WORK INSTRUCTION =
Look through the lines below, find those with the word "private", and copy them.
+++ DATA PROVIDED
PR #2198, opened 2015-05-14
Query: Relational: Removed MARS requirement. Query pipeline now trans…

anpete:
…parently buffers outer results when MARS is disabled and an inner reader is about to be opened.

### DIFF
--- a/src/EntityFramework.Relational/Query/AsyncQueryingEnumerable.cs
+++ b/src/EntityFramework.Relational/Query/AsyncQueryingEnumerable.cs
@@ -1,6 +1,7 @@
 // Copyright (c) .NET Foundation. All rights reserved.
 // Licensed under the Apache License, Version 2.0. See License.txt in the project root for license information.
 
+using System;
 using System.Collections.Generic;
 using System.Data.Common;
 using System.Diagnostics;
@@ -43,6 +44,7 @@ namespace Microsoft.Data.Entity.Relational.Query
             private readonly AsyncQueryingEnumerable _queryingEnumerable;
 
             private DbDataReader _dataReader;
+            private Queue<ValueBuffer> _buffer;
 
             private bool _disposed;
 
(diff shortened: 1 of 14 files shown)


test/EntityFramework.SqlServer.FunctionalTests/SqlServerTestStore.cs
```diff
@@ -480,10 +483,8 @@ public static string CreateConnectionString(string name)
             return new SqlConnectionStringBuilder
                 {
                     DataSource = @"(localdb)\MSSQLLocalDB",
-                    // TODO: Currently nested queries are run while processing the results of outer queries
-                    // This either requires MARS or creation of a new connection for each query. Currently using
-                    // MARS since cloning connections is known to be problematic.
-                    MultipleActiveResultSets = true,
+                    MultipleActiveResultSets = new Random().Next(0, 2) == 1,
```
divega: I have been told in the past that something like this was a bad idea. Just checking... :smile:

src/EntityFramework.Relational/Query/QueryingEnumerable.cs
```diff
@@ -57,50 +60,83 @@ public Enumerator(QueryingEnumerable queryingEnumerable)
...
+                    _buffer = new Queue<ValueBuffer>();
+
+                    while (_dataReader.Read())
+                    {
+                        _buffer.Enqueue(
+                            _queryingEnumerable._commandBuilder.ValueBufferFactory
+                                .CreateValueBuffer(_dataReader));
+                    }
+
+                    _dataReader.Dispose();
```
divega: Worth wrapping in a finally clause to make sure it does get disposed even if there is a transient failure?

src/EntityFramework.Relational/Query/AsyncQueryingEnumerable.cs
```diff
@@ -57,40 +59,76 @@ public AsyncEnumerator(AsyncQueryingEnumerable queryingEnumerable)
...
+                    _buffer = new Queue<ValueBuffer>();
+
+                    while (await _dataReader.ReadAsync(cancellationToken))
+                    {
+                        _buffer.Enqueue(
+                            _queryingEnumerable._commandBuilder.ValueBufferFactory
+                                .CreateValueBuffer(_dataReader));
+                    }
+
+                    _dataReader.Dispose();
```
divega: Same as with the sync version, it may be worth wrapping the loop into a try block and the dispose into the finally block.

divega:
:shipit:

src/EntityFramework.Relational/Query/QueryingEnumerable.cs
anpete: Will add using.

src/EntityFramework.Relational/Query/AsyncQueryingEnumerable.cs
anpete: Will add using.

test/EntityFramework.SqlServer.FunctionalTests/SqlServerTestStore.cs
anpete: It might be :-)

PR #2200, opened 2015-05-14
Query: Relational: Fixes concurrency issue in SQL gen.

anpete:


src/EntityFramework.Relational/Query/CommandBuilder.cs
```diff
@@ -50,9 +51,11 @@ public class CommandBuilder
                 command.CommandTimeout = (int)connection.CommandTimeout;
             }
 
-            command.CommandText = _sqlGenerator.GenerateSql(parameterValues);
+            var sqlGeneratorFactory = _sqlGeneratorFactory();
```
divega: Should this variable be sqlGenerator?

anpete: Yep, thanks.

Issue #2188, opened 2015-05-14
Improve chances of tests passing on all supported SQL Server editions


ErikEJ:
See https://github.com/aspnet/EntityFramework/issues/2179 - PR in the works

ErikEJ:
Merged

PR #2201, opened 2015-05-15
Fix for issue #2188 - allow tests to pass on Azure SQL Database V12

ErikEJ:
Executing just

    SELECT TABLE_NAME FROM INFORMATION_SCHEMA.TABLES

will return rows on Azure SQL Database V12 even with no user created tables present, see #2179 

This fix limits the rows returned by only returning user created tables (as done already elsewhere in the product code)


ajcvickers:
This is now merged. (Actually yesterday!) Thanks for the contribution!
++++++
COMPLETED EXERCISE =
             private readonly AsyncQueryingEnumerable _queryingEnumerable;
             private DbDataReader _dataReader;
+            private Queue<ValueBuffer> _buffer;
             private bool _disposed;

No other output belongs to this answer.